* EXERCISE PROMPT
Determine how many lines in the entries below hold "addons". Respond with that number only.

== EXERCISE MATERIAL

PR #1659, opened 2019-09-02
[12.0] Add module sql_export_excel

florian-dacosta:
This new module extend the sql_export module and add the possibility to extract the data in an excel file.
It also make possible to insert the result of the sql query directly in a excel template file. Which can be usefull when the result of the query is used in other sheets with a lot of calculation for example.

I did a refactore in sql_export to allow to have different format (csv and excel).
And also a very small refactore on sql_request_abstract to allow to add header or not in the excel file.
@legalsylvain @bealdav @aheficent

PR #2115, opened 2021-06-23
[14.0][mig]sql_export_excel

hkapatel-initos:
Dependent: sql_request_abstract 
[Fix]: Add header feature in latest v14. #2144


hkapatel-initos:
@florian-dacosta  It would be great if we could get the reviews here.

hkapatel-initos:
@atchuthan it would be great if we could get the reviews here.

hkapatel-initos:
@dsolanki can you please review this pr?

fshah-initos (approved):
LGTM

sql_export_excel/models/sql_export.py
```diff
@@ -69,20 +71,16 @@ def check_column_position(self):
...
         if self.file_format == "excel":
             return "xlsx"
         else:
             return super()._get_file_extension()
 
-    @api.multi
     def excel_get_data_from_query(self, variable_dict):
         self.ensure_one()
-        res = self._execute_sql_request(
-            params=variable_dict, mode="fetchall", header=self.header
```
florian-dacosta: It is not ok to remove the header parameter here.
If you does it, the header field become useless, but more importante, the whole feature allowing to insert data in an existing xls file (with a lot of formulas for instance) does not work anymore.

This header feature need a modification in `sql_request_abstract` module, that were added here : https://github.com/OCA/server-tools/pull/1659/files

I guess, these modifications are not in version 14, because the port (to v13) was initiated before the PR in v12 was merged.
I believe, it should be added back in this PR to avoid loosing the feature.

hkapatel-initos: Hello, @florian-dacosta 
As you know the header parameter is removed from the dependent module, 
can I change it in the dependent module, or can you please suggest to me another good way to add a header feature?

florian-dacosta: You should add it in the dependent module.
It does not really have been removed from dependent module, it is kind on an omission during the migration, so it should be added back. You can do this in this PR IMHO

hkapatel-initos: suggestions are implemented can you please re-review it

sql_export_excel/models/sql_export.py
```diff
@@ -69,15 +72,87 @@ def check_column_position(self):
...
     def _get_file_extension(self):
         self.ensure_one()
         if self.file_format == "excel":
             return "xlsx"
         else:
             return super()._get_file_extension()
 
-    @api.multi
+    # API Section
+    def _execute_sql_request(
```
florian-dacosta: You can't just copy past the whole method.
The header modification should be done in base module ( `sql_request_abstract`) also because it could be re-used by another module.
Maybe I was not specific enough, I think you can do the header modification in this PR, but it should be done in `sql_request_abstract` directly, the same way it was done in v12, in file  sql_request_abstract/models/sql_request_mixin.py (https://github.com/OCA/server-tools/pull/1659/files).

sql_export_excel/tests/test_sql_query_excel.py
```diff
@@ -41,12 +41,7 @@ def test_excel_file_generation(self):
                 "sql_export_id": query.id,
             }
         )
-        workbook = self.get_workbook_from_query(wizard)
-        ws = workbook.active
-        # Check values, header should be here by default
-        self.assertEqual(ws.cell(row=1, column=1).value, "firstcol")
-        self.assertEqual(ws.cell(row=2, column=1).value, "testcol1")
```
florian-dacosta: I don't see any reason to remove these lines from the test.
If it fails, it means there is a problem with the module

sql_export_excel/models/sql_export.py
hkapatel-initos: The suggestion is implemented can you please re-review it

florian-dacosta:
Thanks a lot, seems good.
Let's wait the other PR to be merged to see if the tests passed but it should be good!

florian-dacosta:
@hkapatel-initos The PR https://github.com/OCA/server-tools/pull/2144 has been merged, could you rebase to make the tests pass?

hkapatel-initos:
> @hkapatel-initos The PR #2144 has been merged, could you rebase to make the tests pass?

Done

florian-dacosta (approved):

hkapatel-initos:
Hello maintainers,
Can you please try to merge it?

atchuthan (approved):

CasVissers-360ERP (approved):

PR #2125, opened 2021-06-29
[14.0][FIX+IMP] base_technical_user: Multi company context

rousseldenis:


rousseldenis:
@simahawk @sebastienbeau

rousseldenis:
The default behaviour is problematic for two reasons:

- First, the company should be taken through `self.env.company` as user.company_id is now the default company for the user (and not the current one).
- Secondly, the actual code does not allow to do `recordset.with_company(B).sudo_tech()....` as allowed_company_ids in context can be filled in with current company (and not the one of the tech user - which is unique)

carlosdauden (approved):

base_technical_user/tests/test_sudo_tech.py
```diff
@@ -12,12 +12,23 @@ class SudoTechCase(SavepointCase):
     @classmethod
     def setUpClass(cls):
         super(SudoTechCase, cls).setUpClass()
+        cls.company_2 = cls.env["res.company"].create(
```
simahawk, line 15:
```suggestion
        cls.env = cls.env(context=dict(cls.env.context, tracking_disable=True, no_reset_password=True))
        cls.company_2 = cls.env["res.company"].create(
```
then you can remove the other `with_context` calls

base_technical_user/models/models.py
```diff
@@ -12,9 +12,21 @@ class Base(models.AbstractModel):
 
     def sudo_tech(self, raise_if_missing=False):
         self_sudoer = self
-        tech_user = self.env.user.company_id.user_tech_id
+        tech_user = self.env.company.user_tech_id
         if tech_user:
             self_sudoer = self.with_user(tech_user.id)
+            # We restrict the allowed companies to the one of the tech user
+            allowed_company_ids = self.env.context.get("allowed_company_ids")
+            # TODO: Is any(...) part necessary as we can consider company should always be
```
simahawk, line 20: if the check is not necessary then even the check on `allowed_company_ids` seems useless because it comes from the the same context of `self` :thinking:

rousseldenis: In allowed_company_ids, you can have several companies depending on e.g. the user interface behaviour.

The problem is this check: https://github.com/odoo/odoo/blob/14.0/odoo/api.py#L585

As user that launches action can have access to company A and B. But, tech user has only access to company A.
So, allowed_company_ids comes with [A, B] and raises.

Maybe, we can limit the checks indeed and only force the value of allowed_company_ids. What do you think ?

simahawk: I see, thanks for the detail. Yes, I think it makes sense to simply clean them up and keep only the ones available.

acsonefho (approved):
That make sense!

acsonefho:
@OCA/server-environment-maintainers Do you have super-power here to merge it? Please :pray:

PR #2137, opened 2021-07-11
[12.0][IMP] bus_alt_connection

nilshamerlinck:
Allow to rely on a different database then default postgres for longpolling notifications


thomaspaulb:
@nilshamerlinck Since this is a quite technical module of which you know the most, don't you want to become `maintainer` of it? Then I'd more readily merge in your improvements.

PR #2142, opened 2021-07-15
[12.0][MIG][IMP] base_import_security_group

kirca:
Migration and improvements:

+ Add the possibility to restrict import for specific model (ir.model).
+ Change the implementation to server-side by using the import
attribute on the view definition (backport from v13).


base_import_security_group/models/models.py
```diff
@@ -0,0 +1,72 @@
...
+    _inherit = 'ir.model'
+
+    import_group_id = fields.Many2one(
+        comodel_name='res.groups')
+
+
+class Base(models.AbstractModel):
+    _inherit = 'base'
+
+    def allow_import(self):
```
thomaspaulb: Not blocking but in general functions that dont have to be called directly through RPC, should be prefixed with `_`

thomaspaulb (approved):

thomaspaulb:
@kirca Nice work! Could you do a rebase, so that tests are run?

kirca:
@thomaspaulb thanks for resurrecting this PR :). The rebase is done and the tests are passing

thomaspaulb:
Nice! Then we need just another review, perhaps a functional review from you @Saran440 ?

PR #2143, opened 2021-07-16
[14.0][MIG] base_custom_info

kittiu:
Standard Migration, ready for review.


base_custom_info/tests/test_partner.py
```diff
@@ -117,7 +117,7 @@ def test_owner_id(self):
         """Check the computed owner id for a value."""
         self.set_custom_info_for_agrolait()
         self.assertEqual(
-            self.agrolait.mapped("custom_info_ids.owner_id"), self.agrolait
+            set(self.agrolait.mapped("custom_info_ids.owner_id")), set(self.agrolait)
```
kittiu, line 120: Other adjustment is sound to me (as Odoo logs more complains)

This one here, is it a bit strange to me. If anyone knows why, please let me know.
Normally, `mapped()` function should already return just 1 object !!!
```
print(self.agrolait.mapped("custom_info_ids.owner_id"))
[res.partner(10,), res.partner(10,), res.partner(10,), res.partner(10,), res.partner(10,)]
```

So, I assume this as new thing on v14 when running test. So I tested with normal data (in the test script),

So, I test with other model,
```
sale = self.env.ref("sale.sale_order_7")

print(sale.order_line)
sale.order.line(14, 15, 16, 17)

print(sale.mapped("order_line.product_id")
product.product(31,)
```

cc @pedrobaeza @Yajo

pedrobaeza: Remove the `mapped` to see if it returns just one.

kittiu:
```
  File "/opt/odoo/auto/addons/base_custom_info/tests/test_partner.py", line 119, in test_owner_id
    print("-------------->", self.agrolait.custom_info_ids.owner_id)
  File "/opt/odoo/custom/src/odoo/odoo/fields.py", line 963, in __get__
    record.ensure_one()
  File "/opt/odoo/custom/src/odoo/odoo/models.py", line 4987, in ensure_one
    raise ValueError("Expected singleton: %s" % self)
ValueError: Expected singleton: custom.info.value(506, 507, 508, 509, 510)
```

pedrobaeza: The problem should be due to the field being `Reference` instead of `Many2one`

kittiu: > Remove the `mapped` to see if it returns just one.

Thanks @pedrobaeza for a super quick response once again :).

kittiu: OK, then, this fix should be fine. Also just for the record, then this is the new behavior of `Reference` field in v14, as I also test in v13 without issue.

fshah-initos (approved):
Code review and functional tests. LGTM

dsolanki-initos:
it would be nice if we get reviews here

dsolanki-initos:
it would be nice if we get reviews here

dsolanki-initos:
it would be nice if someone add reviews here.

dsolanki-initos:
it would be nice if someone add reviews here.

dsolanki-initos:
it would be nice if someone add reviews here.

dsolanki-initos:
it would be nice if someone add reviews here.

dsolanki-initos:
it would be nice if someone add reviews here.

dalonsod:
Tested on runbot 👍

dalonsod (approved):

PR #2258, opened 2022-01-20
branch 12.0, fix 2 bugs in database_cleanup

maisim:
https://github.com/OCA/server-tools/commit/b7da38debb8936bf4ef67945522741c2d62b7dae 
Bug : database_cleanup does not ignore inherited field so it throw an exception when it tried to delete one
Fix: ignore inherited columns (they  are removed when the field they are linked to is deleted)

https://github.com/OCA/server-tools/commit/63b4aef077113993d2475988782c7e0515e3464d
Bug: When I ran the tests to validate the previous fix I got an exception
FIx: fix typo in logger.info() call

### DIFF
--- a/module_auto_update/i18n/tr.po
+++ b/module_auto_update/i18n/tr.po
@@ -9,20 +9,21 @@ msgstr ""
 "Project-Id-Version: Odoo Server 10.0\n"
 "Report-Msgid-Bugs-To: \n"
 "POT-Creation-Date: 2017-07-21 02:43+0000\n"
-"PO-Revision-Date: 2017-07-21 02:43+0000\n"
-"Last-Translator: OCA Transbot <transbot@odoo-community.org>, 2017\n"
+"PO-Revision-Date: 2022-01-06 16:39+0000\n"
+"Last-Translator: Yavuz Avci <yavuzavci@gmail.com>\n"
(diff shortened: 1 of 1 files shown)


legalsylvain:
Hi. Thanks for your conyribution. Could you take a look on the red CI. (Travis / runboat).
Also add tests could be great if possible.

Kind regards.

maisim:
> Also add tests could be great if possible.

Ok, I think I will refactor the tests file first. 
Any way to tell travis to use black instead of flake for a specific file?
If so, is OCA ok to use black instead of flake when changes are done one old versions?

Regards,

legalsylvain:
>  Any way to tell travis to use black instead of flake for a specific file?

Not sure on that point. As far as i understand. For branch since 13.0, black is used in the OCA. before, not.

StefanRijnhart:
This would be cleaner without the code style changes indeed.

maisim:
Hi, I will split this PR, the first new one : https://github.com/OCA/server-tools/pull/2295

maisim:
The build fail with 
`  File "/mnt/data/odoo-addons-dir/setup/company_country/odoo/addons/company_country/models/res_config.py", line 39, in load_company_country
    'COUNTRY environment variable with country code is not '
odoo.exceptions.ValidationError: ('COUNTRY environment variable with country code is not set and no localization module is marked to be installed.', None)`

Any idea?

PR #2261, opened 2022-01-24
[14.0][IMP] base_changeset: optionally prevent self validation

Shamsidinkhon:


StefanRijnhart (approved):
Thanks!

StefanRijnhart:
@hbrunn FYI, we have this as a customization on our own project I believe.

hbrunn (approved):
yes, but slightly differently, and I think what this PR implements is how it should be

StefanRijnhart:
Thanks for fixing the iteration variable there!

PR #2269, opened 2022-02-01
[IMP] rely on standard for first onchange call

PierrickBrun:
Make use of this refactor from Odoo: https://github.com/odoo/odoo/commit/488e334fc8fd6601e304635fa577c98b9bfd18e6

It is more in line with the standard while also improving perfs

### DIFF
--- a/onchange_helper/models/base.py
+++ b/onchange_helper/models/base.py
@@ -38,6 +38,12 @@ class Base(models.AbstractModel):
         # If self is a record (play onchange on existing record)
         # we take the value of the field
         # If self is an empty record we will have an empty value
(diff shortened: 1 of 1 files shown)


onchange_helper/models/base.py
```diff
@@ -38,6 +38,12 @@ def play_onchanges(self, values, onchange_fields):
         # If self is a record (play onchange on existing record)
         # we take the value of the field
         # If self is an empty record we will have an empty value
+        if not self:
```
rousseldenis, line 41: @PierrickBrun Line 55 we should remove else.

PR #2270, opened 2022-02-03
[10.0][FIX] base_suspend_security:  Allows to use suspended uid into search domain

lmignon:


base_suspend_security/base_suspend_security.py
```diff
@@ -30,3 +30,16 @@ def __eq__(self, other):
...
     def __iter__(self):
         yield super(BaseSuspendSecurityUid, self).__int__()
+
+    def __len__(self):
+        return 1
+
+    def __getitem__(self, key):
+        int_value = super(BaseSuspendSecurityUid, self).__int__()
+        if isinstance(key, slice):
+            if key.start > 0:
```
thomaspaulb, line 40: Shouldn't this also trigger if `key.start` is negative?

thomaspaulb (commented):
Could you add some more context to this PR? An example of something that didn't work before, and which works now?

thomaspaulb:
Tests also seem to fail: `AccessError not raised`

====

* EXPECTED OUTPUT
2